Public Interest Defence
Following a series of high-profile massive payouts for defamation (see Rush case note ), new laws have been introduced to address some of the problems with the uniform defamation laws that apply throughout the nation. In NSW, these laws are contained in the Defamation Amendment Bill 2020 which was passed on 6 August 2020 and implement the nationally agreed changes to the law of defamation.
Special Forces Commando Heston Russell and ABC Defamation Case
The public interest defence is a new defence for defamation law introduced in 2021 (see further details here). It has not been tested but any claims will come down to a question of reasonableness. Was it reasonable to present the material? If you look at the facts of the Russell Case, the source was not a witness to the allegation but heard something on the radio. Was this reasonable or the ABC to present this material?
Ben Roberts-Smith Defamation Case
This decision is tragic for Australia, and it proves yet again if you are going to sue for defamation “you better line up all your ducks!”
William Duma and Australian Financial Review
As written by Chris Merritt in the Australian (click here to read the whole article), the Australian Financial Review was ordered to pay $545,000 to the man it defamed: Papua New Guinea politician William Duma.
In the judgment, Federal Court Justice Anna Katzmann goes into excruciating detail about the journalistic methods of two AFR reporters, Angus Grigg and Jemima Whyte, who received leaked documents from confidential sources and wrote a series of articles about Duma and corruption in 2020. Grigg, the main author, contacted Duma before publication but Katzmann found Grigg’s emails had been misleading in important respects and the reporters “never invited him to respond to the allegations they intended to publish”. The judge considered it “improper, unjustifiable and lacking in bona fides” not to correct errors in the articles when they had been pointed out…
Because their articles contained “extremely serious defamatory imputations”, the judge believed they should have taken particular care to ensure the facts were fairly and accurately reported.
“The evidence disclosed they did no such thing,” the judgment says. “In several instances, and contrary to what was pleaded in the defence, the journalists testified that they did not believe that what they had written in the matters complained of was true. “In some instances, one or both of them conceded that statements they had made in the articles were not true,” the judgment says.
The media has complete control over something more decisive: its own procedures.
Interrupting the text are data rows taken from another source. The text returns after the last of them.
PR #611, opened 2017-08-11
account independent dbversion

gerhardol:
This is #594, #596 without changes to the database
See previous PRs for comments

To be followed by PR that cleans up the database too
@daviddelvento to review, only last two commits are new

### DIFF
--- a/app/src/org/runnerup/db/DBHelper.java
+++ b/app/src/org/runnerup/db/DBHelper.java
@@ -246,56 +246,51 @@ public class DBHelper extends SQLiteOpenHelper implements
         arg0.execSQL(CREATE_TABLE_FEED);
         arg0.execSQL(CREATE_INDEX_FEED);
 
-        onUpgrade(arg0, 0, DBVERSION);
+        onCreateUpgrade(arg0, 0, DBVERSION);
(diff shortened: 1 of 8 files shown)


davidedelvento:
This looks good to me, simple and clear. 

My only concern regards the two [caught exceptions] and especially the [first one](https://github.com/jonasoreland/runnerup/pull/611/files#diff-7951e0959f06cf40a033bc1a4552ca18R88). 

Are you 100% sure that you might not be catching a wrong exception, mistakenly silencing something that should be more visible, and not risking causing troubles down the road? In the second case, is it ok to return an empty `JSONObject` if the exception happens? I don't have (yet) a full grasp of what these possibilities entail for the whole app, and whether or not it would be better to leave the exception uncaught (or maybe restricted to more specific type, especially the first). Or maybe they are totally fine as is, but I don't know. If you do know they are fine, go for it.

Thanks!

gerhardol:
Updated after the comments, adding printouts. FileSynch configuration will be lost if the exception occurs, better than that the app crashes.

Note: FileSynch config will be lost also when going back from this PR (config is corrupt)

When it comes to public interest journalism that means getting your facts right, getting the other side of the story, conducting yourself fairly and correcting errors promptly.
In the Duma case, none of those things happened at the Financial Review. That is why they lost. The newspaper did not seek to defend the truth of what it had published, choosing instead the defence of statutory qualified privilege which depended on proving that it had conducted itself reasonably.
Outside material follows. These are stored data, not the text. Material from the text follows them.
PR #612, opened 2017-08-11
Target Android O

gerhardol:


davidedelvento:
Can't we have different versions of android targeted in travis like it's possible in python? 
A quick look at travis documentation did not clarify...

gerhardol:
.travis.yml must match the build.gradle file
So it is handled in separate branches, one target per branch

gerhardol:
.travis.yml must match the build.gradle file
So it is handled in separate branches, one target per branch

I want to have this in next public build.
The problem with this PR is that the source for O is not released yet so I often go back to sdk25 in the emulator.

gerhardol:
Will close this PR and reopen a new on top of the restructure
A few changes to support Oreo notification channels should be done too.
In addition (not related to target version) is to make sure that a notification is started at background tasks (for instance uploading activities, then switch to another application).

Issue #568, opened 2017-06-15
Zero iteration repeat step causes race condition that crashes phone


sunfish62:
In trying to create a basic interval workout with timed warmup and cooldown, I modified the MalinEwerlov workout in the Advanced tab so that the later interval steps used zero iterations of zero duration. RunnerUp successfully processed the timed warmup and the five iterations of the first interval. 

Once it reached the zeroed out steps, however, my phone completely froze up, and I had to hard boot it. Upon restart, I reopened RunnerUp and opened the workout entry in the History tab. The workout was not accurate in regards to distance and duration (that much I expected). However, opening up the laps page of the workout showed a huge number of zero value laps. I was unable to scroll through all these entries because RunnerUp crashed out again, and my phone reported that RunnerUp was consuming far too many system resources. It is apparent that RunnerUp did not catch the zero iteration setting correctly.

Version 1.57
Android 6.0.1

jonasoreland:
cool!
that should be easy to fix....don't allow zero iterations...

gerhardol:
In pull request, closing

PR #625, opened 2017-08-20
Workout zero repeat crash

gerhardol:
Zero repeat steps will never finish, #568

Still allow 0 repeats, can be used to skip parts 'dynamically'


davidedelvento:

That failed because, according to the judgement, the reporters concerned did not take proper steps to verify the accuracy of the material upon which they relied, and while they sought comment from Duma about some things they intended to publish “they initially misled him and did not fairly publish the substance of his responses”.
These failings matter because public interest journalism is vital to free societies. It is the institutional version of freedom of expression.”